Expected Outcomes Under \(H_{5a}\) (Alternative)

If the alternative hypothesis is correct---that old-growth forests "buffer" topographic constraints---we predict:

Group A (Old Growth):

  • Weak correlation: \(|r| < 0.3\) between \(D_{\text{local}}\) and topography
  • Forest structure independent of underlying terrain
  • "Biotic Decoupling" achieved

Group B (Late-Successional):

  • Moderate correlation: \(|r| = 0.4\)--\(0.6\)
  • Partial decoupling; some terrain signature remains

Group C (Plantation):

  • Strong correlation: \(|r| > 0.6\)
  • Forest structure follows terrain (valleys dense, ridges sparse)
  • "Environmentally Driven" system

Predicted Correlations with Topography

Group \(r\) (D vs. TWI) \(r\) (D vs.
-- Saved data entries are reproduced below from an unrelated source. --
PR #4338, opened 2025-03-26
[Issue #4263] Need to know if the service is HTTPS not the local container

### LINKED ISSUE #4263: Forming Login.gov redirect is un-aware we're behind HTTPs in Prod
### Summary

When formulating the URL argument for the redirect URL to pass to Login.gov, we get the full URL of the route from Flask. But since Flask is running HTTP, but is fronted by HTTPS at the load balancer, it formulates an http URL which doesn't match the allow list in Login.gov (nor would we want to do a non-secure redirect back). 
https://github.com/HHS/simpler-grants-gov/blob/e785ee9bce3dbbaf55dd93238fb10d5fe2d6ba7a/api/src/auth/login_gov_jwt_auth.py#L134 
Adding the missing http(s) in the Login.gov URL allows successful login. We haven't seen this before because the lower environments don't run HTTPS while we hashed out the method of obtaining the certificates for all environments.

### Reproducibility

### How to reproduce the bug

1. In Simpler Prod turn on the Auth Feature Flag
2. Click the Login link
3. Click the button to go to Login.gov
4. Observe the error message about the redirect_url being invalid
5. Add the missing s on the URL param for redirect and hit enter
6. Login successfully

### Browser

Not applicable

### Code of Conduct

mdragon:
## Summary
Fixes #4263

I'm inferring that var.enable_https is if the local container server should be running HTTPS (false in our apps). So I think I might have found the right higher level config that we should really be checking local.service_config.enable_https

## Changes proposed
Check the correct enable_https

### DIFF
--- a/infra/api/app-config/env-config/environment_variables.tf
+++ b/infra/api/app-config/env-config/environment_variables.tf
@@ -13,13 +13,14 @@ locals {
     # Login.gov OAuth
     # Default values point to the IDP integration environment
     # which all non-prod environments should use
+    # local.service_config not var because we want if the service is HTTPS not if this endpoint is HTTPS
     ENABLE_AUTH_ENDPOINT      = 0
     LOGIN_GOV_CLIENT_ID       = "urn:gov:gsa:openidconnect.profiles:sp:sso:hhs-${var.environment}-simpler-grants-gov"
     LOGIN_GOV_ENDPOINT        = "https://idp.int.identitysandbox.gov/"
     LOGIN_GOV_JWK_ENDPOINT    = "https://idp.int.identitysandbox.gov/api/openid_connect/certs"
     LOGIN_GOV_AUTH_ENDPOINT   = "https://idp.int.identitysandbox.gov/openid_connect/authorize"
     LOGIN_GOV_TOKEN_ENDPOINT  = "https://idp.int.identitysandbox.gov/api/openid_connect/token"
-    LOGIN_GOV_REDIRECT_SCHEME = var.enable_https ? "https" : "http"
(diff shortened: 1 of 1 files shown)


infra/api/app-config/env-config/environment_variables.tf
```diff
@@ -13,13 +13,14 @@ locals {
...
     # which all non-prod environments should use
+    # local.service_config not var because we want if the service is HTTPS not if this endpoint is HTTPS
     ENABLE_AUTH_ENDPOINT      = 0
     LOGIN_GOV_CLIENT_ID       = "urn:gov:gsa:openidconnect.profiles:sp:sso:hhs-${var.environment}-simpler-grants-gov"
     LOGIN_GOV_ENDPOINT        = "https://idp.int.identitysandbox.gov/"
     LOGIN_GOV_JWK_ENDPOINT    = "https://idp.int.identitysandbox.gov/api/openid_connect/certs"
     LOGIN_GOV_AUTH_ENDPOINT   = "https://idp.int.identitysandbox.gov/openid_connect/authorize"
     LOGIN_GOV_TOKEN_ENDPOINT  = "https://idp.int.identitysandbox.gov/api/openid_connect/token"
-    LOGIN_GOV_REDIRECT_SCHEME = var.enable_https ? "https" : "http"
+    LOGIN_GOV_REDIRECT_SCHEME = local.service_config.enable_https ? "https" : "http"
```
mdragon, line 23: Maybe fixes the issue with this being set to http in Prod still

coilysiren (approved):
🤞🏽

Slope) Interpretation
A (Old Growth) \(0.15 \pm 0.10\) \(-0.20 \pm 0.10\) Biotically decoupled
B (Late-Successional) \(0.45 \pm 0.15\) \(-0.40 \pm 0.15\) Transitioning
C (Plantation) \(0.70 \pm 0.10\) \(-0.65 \pm 0.12\) Environmentally driven

Four Spatial Distribution Hypotheses: Expected Signatures

Fractal String Gap Hypothesis

Old Growth Prediction:

  • Gap lengths along transects: \(N(L) \sim L^{-D}\) with \(D \approx 1.3\)
  • Scale invariance: no characteristic gap size
  • Log-log plot linear over 1.5+ decades

Prime Number Repulsion (GUE) Hypothesis

Old Growth Prediction:

  • Pair correlation function matches GUE: \(g(r) = 1 - \left(\frac{\sin(\pi r)}{\pi r}\right)^2\)
  • Strong rejection of Poisson null
  • Spacing statistics match quantum chaotic systems

Complex Dimension (Oscillation) Hypothesis

Old Growth Prediction:

  • Lacunarity vs. \(\log(r)\) shows periodic oscillation
  • Period: \(p = 2\pi/\omega\) where \(\omega\) is imaginary part of complex dimension
  • Amplitude: Low, constant (steady state)
  • Interpretation: Forest constructed via recursive, self-similar algorithm

Riemann Gas Density Hypothesis

Old Growth Prediction:

  • Number density: \(N(>m) \sim m^{-2}\)
  • Packing density: \(\approx 1.645\) (related to \(\zeta(2) = \pi^2/6\))
  • System at "Edge of Chaos"---critical density threshold

Summary of Testable Predictions

Hypothesis Metric \(H_0\) Prediction \(H_A\) Prediction Discriminating Power
H1 (Optimal Filling) \(D_{\text{surf}}\) across groups No difference Old Growth > Plantation High
H2 (Scale Invariance) Lacunarity \(R^2\) Similar across groups Old Growth > Disturbed High
H3 (Zeta Distribution) Gap size distribution Exponential Power Law (\(\alpha \approx 2\)) High
H4 (Universal Repulsion) NNS distribution Poisson GUE/Wigner-Dyson High
H5 (Biotic Decoupling) \(r\)(D vs. Topography) Similar across groups Old Growth < Plantation Medium

Significance / Expected Outcomes

If Hypotheses 3 and 4 are confirmed, this provides evidence that biological systems (forests) at equilibrium converge upon the same mathematical "universality classes" found in:

  • Number Theory: Riemann Zeta function
  • Quantum Chaos: Random Matrix Theory (GUE)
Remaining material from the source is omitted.